=== Begin Enclosure ===

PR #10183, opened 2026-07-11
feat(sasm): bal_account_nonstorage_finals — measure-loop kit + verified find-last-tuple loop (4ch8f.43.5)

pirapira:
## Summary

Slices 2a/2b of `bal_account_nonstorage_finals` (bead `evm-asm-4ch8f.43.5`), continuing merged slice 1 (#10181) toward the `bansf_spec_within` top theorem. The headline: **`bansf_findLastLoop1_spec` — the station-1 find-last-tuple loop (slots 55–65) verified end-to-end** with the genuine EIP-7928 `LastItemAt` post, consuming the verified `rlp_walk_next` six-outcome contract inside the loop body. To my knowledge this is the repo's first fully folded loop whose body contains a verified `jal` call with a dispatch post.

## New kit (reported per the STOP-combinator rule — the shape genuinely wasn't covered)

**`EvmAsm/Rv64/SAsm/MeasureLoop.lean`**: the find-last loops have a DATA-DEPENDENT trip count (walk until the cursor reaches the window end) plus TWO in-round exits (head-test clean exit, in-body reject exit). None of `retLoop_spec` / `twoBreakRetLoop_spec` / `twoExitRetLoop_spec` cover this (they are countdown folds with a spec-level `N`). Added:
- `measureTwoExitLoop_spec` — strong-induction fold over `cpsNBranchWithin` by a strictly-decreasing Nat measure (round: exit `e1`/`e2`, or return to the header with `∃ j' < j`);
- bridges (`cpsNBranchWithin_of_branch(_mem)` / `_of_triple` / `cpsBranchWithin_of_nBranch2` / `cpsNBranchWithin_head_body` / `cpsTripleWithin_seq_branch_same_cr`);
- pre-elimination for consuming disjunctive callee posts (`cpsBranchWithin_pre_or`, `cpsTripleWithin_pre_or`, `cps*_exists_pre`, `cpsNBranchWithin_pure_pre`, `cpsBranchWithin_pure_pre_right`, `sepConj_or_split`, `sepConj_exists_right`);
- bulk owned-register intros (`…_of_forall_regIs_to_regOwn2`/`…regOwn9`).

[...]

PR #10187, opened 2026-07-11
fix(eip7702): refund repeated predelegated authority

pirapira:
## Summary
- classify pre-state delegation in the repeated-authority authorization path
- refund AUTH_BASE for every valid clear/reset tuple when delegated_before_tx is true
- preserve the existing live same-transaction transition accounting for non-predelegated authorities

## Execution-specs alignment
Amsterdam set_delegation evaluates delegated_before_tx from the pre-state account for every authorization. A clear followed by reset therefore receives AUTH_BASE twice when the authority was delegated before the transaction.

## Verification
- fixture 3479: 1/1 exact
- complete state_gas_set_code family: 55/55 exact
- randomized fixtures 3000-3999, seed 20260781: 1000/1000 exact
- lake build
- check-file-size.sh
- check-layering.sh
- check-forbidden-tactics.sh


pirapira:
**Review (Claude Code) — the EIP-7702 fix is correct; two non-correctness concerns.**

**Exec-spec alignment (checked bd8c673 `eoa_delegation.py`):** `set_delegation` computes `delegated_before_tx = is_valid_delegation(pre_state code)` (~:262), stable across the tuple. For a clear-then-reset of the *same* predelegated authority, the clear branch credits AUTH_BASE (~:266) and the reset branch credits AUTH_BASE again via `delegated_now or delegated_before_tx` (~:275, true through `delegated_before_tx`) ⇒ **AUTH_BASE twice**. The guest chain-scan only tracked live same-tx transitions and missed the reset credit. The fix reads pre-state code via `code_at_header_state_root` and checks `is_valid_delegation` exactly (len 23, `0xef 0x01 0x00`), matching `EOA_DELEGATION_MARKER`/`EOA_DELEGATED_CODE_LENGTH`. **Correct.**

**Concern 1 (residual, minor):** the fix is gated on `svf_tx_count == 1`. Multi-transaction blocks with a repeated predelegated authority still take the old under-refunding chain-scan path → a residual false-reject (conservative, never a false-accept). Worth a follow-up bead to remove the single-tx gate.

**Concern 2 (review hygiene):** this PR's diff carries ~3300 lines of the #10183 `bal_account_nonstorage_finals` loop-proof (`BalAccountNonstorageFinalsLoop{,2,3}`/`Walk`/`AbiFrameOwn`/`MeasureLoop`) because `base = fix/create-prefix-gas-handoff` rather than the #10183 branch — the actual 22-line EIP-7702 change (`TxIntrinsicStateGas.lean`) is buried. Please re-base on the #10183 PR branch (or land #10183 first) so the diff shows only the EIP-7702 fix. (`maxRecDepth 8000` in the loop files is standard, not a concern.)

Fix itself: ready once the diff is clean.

=== End Enclosure ===

**Task instructions**
Using the entries above, give again exactly the lines from the line holding "- fixture 3479: 1/1 exact" through the line holding "alignment (checked bd8c673". Include both end lines and nothing else.

**Answer space**
- fixture 3479: 1/1 exact
- complete state_gas_set_code family: 55/55 exact
- randomized fixtures 3000-3999, seed 20260781: 1000/1000 exact
- lake build
- check-file-size.sh
- check-layering.sh
- check-forbidden-tactics.sh


pirapira:
**Review (Claude Code) — the EIP-7702 fix is correct; two non-correctness concerns.**

**Exec-spec alignment (checked bd8c673 `eoa_delegation.py`):** `set_delegation` computes `delegated_before_tx = is_valid_delegation(pre_state code)` (~:262), stable across the tuple. For a clear-then-reset of the *same* predelegated authority, the clear branch credits AUTH_BASE (~:266) and the reset branch credits AUTH_BASE again via `delegated_now or delegated_before_tx` (~:275, true through `delegated_before_tx`) ⇒ **AUTH_BASE twice**. The guest chain-scan only tracked live same-tx transitions and missed the reset credit. The fix reads pre-state code via `code_at_header_state_root` and checks `is_valid_delegation` exactly (len 23, `0xef 0x01 0x00`), matching `EOA_DELEGATION_MARKER`/`EOA_DELEGATED_CODE_LENGTH`. **Correct.**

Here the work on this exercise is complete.